From the Department of Pediatrics, University of Pennsylvania, School of Medicine, and the Children's Hospital of Philadelphia.

JAMA. 1957;165(10):1237-1240. doi:10.1001/jama.1957.02980280011004

The results achieved in caring for 251 infants with hemolytic disease secondary to Rh blood group incompatibility varied significantly according to the infants' age when first available for treatment. Treatment was aimed to maintain the total serum bilirubin level below 20 mg. per 100 ml. during the first five days of life. A cure was achieved in 97% of those infants first seen prior to their age of 12 hours and the five failures encountered in this group of infants were deaths occuring among babies born critically ill. The percentage of failures among the infants who were referred after age 12 hours was 12% and the type of failure encountered was most frequently an infant who survived with cerebral palsy.
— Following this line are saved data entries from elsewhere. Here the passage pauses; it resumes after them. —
PR #857, opened 2026-04-13
cmake: Add `ENABLE_UTILITY_APPS` to avoid building volk_profile and avoid fmt dependency

xerpi:
When cross-compiling/targeting bare-metal, we don't want to build the `volk_profiler` host app, which also allows us to avoid the `fmt` dependency.
Add an `ENABLE_APPS` CMake option (defaults to `ON`) so that users can disable building `volk_profiler` and pulling `fmt`.

### DIFF
--- a/CMakeLists.txt
+++ b/CMakeLists.txt
@@ -50,6 +50,7 @@ endif()
 list(INSERT CMAKE_MODULE_PATH 0 ${CMAKE_CURRENT_SOURCE_DIR}/cmake/Modules
 ) #location for custom "Modules"
 
+include(CMakeDependentOption)
 include(VolkBuildTypes)
 #select the release build type by default to get optimization flags
 if(NOT CMAKE_BUILD_TYPE)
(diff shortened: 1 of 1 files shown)


CMakeLists.txt
```diff
@@ -347,10 +324,49 @@ else()
...
+            message(
+                STATUS "Static build: using FetchContent to build fmt as static library ...")
+        else()
+            message(STATUS "fmt package not found. Using FetchContent to download ...")
+        endif()
+        include(FetchContent)
+        FetchContent_Declare(
+            fmt
+            GIT_REPOSITORY https://github.com/fmtlib/fmt.git
+            GIT_TAG 10.2.1
```
jdemel: could you update to the latest tag? that should be 12.1.0

CMakeLists.txt
```diff
@@ -347,10 +324,49 @@ else()
 endif()
 message(STATUS "  Modify using: -DENABLE_TESTING=ON/OFF")
 
+########################################################################
+# Host-side utility apps
```
jdemel: I guess the challenge is to express the "host-side" concept. Would it make sense to call them just "utility apps". I assume you want to describe the fact that these apps rely on an OS being present instead of a bare-metal situation.

jdemel (commented):
Thanks! Only a very few minor comments from my side.

CMakeLists.txt
xerpi: I've changed it to just "Utility apps" and the CMake option to `ENABLE_UTILITY_APPS`

jdemel (approved):
Thanks. That looks good to me.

Fifty-six of the infants available for treatment early were babies born to women who had had a previous infant with hemolytic disease secondary to an Rh blood group incompatibility. Fifty-three of these infants did well and three died. Therefore one is not justified in the great majority of instandes in recommending that a sensitized woman not risk a future pregnancy.

Because of a significantly higher percentage of failures encountered in premature infants and because of the difficulty in being certain that a previously sensitized woman is carrying an infant with hemolytic disease, warning is given against the indiscriminate use of early termination of pregnancy in the management of this disease. This approach should be used only in carefully selected cases.